[Start of section]

PR #172, opened 2020-04-20
Fix recursive type validation

fornellas:
typeguard recursively digs into types when possible (eg: `Union`, `Tuple`). This PR patches and wraps `typeguard.check_type` to make it aware of mocks and play nicely with them, as it is expected for TestSlide.

This is a stepping stone only, I'll cut a PR for upstream typeguard, so we can remove the ugly patch from here eventually.

I just shuffled tests to make them flatter, without touching any logic. The tests added here are these:

```
  recursion and mocks
    typing.Union
      passes with StritMock without template
      it works with unittest.mock.Mock without spec
      passes with StritMock with valid template
      passes with unittest.mock.Mock with valid spec
      fails with StritMock with invalid template
      fails with unittest.mock.Mock with invalid spec
    typing.Tuple
      passes with StritMock without template
      it works with unittest.mock.Mock without spec
      passes with StritMock with valid template
      passes with unittest.mock.Mock with valid spec
      fails with StritMock with invalid template
      fails with unittest.mock.Mock with invalid spec
```

Many **thanks** to @fabriziocucci  & @david-caro  to doing all the heavy duty ground work before this fix. It would not have happened without your support!

### DIFF
--- a/testslide/lib.py
+++ b/testslide/lib.py
@@ -60,11 +60,18 @@ def _validate_callable_signature(
 
 
 def _validate_argument_type(expected_type, name: str, value) -> None:
-    if _is_a_mock(value):
-        template = _extract_mock_template(value)
-        if not template:
-            return
-    typeguard.check_type(name, value, expected_type)
+    original_check_type = typeguard.check_type
+
+    def wrapped_check_type(argname, inner_value, inner_expected_type, *args, **kwargs):
+        if _is_a_mock(inner_value):
+            if _extract_mock_template(inner_value) is None:
+                return
+        return original_check_type(
+            argname, inner_value, inner_expected_type, *args, **kwargs
+        )
+
+    with unittest.mock.patch.object(typeguard, "check_type", new=wrapped_check_type):
+        typeguard.check_type(name, value, expected_type)
 
 
 def _validate_callable_arg_types(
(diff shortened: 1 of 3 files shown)


testslide/lib.py
```diff
@@ -60,11 +60,18 @@ def _validate_callable_signature(
...
+    def wrapped_check_type(argname, inner_value, inner_expected_type, *args, **kwargs):
+        if _is_a_mock(inner_value):
+            if _extract_mock_template(inner_value) is None:
+                return
+        return original_check_type(
+            argname, inner_value, inner_expected_type, *args, **kwargs
+        )
+
+    with unittest.mock.patch.object(typeguard, "check_type", new=wrapped_check_type):
+        typeguard.check_type(name, value, expected_type)
```
david-caro, line 74: Just note that any other module that did an import of typeguard, will see the patched version for the little time that this with runs, so it might lead to very weird errors if running in parallel, maybe we should monkey-patch at the beginning only, as un-patching might also interfere, wdyt?

fornellas: I agree, but not sure how to fix. I put the patch with the smallest scope possible (might even take performance away...) precisely because of that... Not sure which's worse.  Hopefully typeguard will get this improved upstream, and we'll get rid of this soon.
Feel free to cut a PR to change this if you feel passionate, I'll gladly merge it.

[End of section]

WHAT THE TASK ASKS
Only one stretch of the records above is wanted: the lines between the one holding "Many **thanks** to" and the one holding "template = _extract_mock_template(value)", inclusive, reproduced exactly.

THE COMPLETED TASK
Many **thanks** to @fabriziocucci  & @david-caro  to doing all the heavy duty ground work before this fix. It would not have happened without your support!

### DIFF
--- a/testslide/lib.py
+++ b/testslide/lib.py
@@ -60,11 +60,18 @@ def _validate_callable_signature(
 
 
 def _validate_argument_type(expected_type, name: str, value) -> None:
-    if _is_a_mock(value):
-        template = _extract_mock_template(value)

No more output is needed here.